Chez Filtre Plus, spécialisé en thermopompe, climatisation et échangeur d’air à Québec et en Montérégie, on a enregistré des records de ventes pour l’année 2018. « Nous avons eu des hausses de près de 13 % l’an dernier, en raison du crédit et des canicules. Ç’a été notre meilleure année », affirme le président, Carl Bolduc. Le crédit Rénovert, qui correspondait à 20 % de la partie des dépenses admissibles qui excédait 2500 $ pour des travaux de rénovation écoénergétique, a été aboli le 31 mars dernier. Plusieurs propriétaires ont d’ailleurs profité de la dernière fin de semaine pour boucler leurs projets de rénovation.

Au cours des prochains mois, les commerçants admettent qu’ils devront faire preuve d’imagination pour attirer la clientèle qui ne bénéficie plus de ce crédit considérable, notamment en facilitant l’achat par des plans de financement.

Mais la disparition de Rénovert ne devrait pas faire remonter les prix, assurent les commerçants. « La compétition est très forte dans le domaine, et les prix étaient déjà très agressifs. Il va falloir essayer toutes sortes de façons ou d’autres incitatifs pour attirer le client », affirme M. Lévesque.

Mauvaise nouvelle pour tout le monde

Sans surprise, l’APCHQ déplore l’abolition de ce crédit d’impôt, qui était « gagnant pour le client, le commerçant et le gouvernement ». Il contribuait également à faire diminuer le travail au noir, soutient le porte-parole, François Vincent (voir encadré).

« Ce crédit d’impôt avait des impacts positifs dans toutes les régions du Québec, et l’argent qui était investi allait directement dans l’économie locale », affirme M. Vincent. Selon l’APCHQ, chaque dollar investi en rénovation rapporte 22 sous en taxes au gouvernement provincial et 8 sous au gouvernement fédéral.

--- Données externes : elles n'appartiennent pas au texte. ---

Issue #5527, opened 2025-10-29
Add annotations to Collections.py


robinmackaij:
This issue is part of the annotation effort on the standard libraries.

The linked PR highlights some points of attention that need a decision before finalizing the PR.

Retombées du crédit d’impôt

Pour 2016 et 2017

Nombre de ménages québécois ayant profité de Rénovert : 176 624

Crédit moyen obtenu : 1671 $

Valeur moyenne des rénovations écoresponsables effectuées : 10 856 $

Diminution du travail au noir : en 2013, le travail au noir représentait 11,3 % de 25,3 G$, soit l’investissement total en rénovation au Québec

En 2016, ce pourcentage est passé à 10,5 % de 26,3 G$, soit l’investissement total en rénovation au Québec.